Spontaneous mutations have been found in human infections as well. For example, compared with mouse virulence of M3 strains isolated from subjects with ordinary pharyngitis, strains of M3 obtained from patients with streptococcal toxic shock exhibited greatly enhanced mouse virulence [77]. These strains were shown to contain a mutation with a deletion of the negative regulator csrR. Mouse virulence correlated with the activity or actual levels of hyaluronic acid (hasA) and streptolysin S (sagA), which is also regulated by csrR. In another study, GAS gene expression by an M1 virulent strain that produced experimental pharyngitis in monkeys was measured during 3 stages of infection (incubation, acute inflammation, and convalescence). The differential expression of the 2-component regulators covR and spy0680 (M1_spy0874) was associated with all phases of disease [78]. Colony morphology of throat cultures in these monkeys in different stages of infection, however, was not noted. It was recently reported [79] that the prevalence of the M serotypes that were associated with rheumatic fever in Chicago in the 1950s and 1960s decreased significantly by the 2000s. However, encapsulation of the isolated M-typeable strains or other studies of strain virulence since those originally noted in the 1960s [34] was not reported.
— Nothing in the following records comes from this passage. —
PR #2396, opened 2022-02-27
Fixing the signature verification for Reconfiguration requests of Snapshot Request family

arc-vmware:
The signature verification is not needed for StateSnapshotRequest, SignedPublicStateHashRequest and StateSnapshotReadAsOfRequest if transaction signing is not enabled.

Adding the fix for this issue.
This is a temporary fix and I will add the permanent fix after discussion with @yontyon in details.


teoparvanov (approved):
LGTM!

PR #2713, opened 2022-06-30
V4 Migration related fixes

arc-vmware:
* **Problem Overview**  
1) The link st link bool is passed as false for read-only DB and true
for the read-write DB.
2) The ending condition is fixed since the migration's storage thread
was getting into an infinite loop.
* **Testing Done**  
Ran the migration tool on v1 DB to check the fix for infinite loop and DB loading.


cloudnoize (approved):
thanks @arc-vmware !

Encapsulated organisms tend to persist in experimental pharyngeal infection in mice [66, 80] and in baboons [81]. In the latter case, strains expressing M protein and capsule were carried for as long as 6 weeks, whereas those that were M protein and capsule negative persisted for only 14–21 days. Noteworthy was the 1962 report from the Warren Air Force Base of GAS strains carried during convalescence from pharyngitis in an era when and in a locale where rheumatic fever and rheumatogenic strains were still prevalent [82, 83]. In these studies of convalescent-phase carriage following untreated GAS pharyngitis, the infecting strain persisted as long as 2–3 months, eventually losing M protein and infectivity for monkeys. Encapsulation of the persistently carried strains was not described. To our knowledge, systematic studies of the state of encapsulation of pharyngeal “persisters” following penicillin therapy for pharyngitis have not been reported either.
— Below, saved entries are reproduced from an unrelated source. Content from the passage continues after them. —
PR #2714, opened 2022-06-30
Fix calculation of connected connections count

ukg19:
* **Problem Overview**  
  While counting number of connected replicas inside `MsgsCommunicator::numOfConnectedReplicas()`, we are incrementing the count when `getCurrentConnectionStatus()` is not Disconnected. But ConnectionStatus can also be `Unknown` as declared [here](https://github.com/vmware/concord-bft/blob/e9488e6d44db412dd568f1f88e3fe8d19c07c75c/communication/include/communication/ICommunication.hpp#L24) . This function will also increment the count in that case. Thus falsely calculating the number of connected connections and can give more number of connected connections than actual. Hence it has the potential to conclude on a false consensus while lesser number of replicas ( < 2f+1) are connected. The problem is not seen currently as `Unknown` state is not being used, but it will be potential bug when this state is used.
In this PR, I've fixed this problem, by adding up count only when getCurrentConnectionStatus() returns connection status as Connected. 
* **Testing Done**  
  Verified using existing apollo test cases and temporary logs which indicates the number of connections are calculated correctly.

### DIFF
--- a/bftengine/src/bftengine/MsgsCommunicator.cpp
+++ b/bftengine/src/bftengine/MsgsCommunicator.cpp
@@ -60,8 +60,9 @@ void MsgsCommunicator::send(std::set<NodeNum> dests, char* message, size_t messa
 uint32_t MsgsCommunicator::numOfConnectedReplicas(uint32_t clusterSize) {
   uint32_t ret{0};
   for (uint32_t i = 0; i < clusterSize; ++i) {
-    if (communication_->getCurrentConnectionStatus(i) == ConnectionStatus::Disconnected) continue;
-    ++ret;
+    if (communication_->getCurrentConnectionStatus(i) == ConnectionStatus::Connected) {
+      ++ret;
+    }
   }
   return ret;
 }


bftengine/src/bftengine/MsgsCommunicator.cpp
```diff
@@ -60,8 +60,9 @@ void MsgsCommunicator::send(std::set<NodeNum> dests, char* message, size_t messa
 uint32_t MsgsCommunicator::numOfConnectedReplicas(uint32_t clusterSize) {
   uint32_t ret{0};
   for (uint32_t i = 0; i < clusterSize; ++i) {
-    if (communication_->getCurrentConnectionStatus(i) == ConnectionStatus::Disconnected) continue;
-    ++ret;
+    if (communication_->getCurrentConnectionStatus(i) == ConnectionStatus::Connected) {
+      ++ret;
+    }
```
teoparvanov, line 65: Hi Utkarsh - did you explicitly verify the count is correct after your change? What could help is for example a temporary  INFO log while running the Apollo tests, to make sure the number is correct?

Or maybe you validated using another method? If so, please provide more details in the **Testing done** section.

Thank you!
Teo

cloudnoize (approved):
nice catch! thanks

teoparvanov (approved):
LGTM, thanks Utkarsh - esp. for the thorough testing!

In conclusion, an argument may be made for renewed surveillance of colony morphology to support clinical management of GAS pharyngitis in cohorts at risk for post-infectious or invasive GAS diseases. A 26-valent recombinant M protein vaccine that includes 80%–90% of the serotypes that cause pharyngitis and invasive disease in the United States has been tested in healthy adults and found to be immunogenic and safe [84, 85]. In a recent study of invasive GAS disease in the United States [86], M serotypes included in the vaccine accounted for 79% of the total isolates; for 85% and 88% of isolates responsible for necrotizing fasciitis and streptococcal toxic shock syndrome, respectively; and for 79% of isolates associated with fatal infection. The appearance of acute rheumatic fever, streptococcal toxic shock, or other invasive infections in a community should prompt close surveillance of positive culture results for the appearance of mucoid GAS colonies. Such colonies may help to detect isolates that belong to new M serotypes or others that are not presently included in vaccines [87].
Financial support. Research funds from the National Institutes of Health/National Institute of Allergy and Infectious Disease (US Public Health Service grants AI10085 and AI060592) and research funds from the Department of Veterans Affairs.
Potential conflicts of interest. G.H.S. and J.B.D.: no conflicts.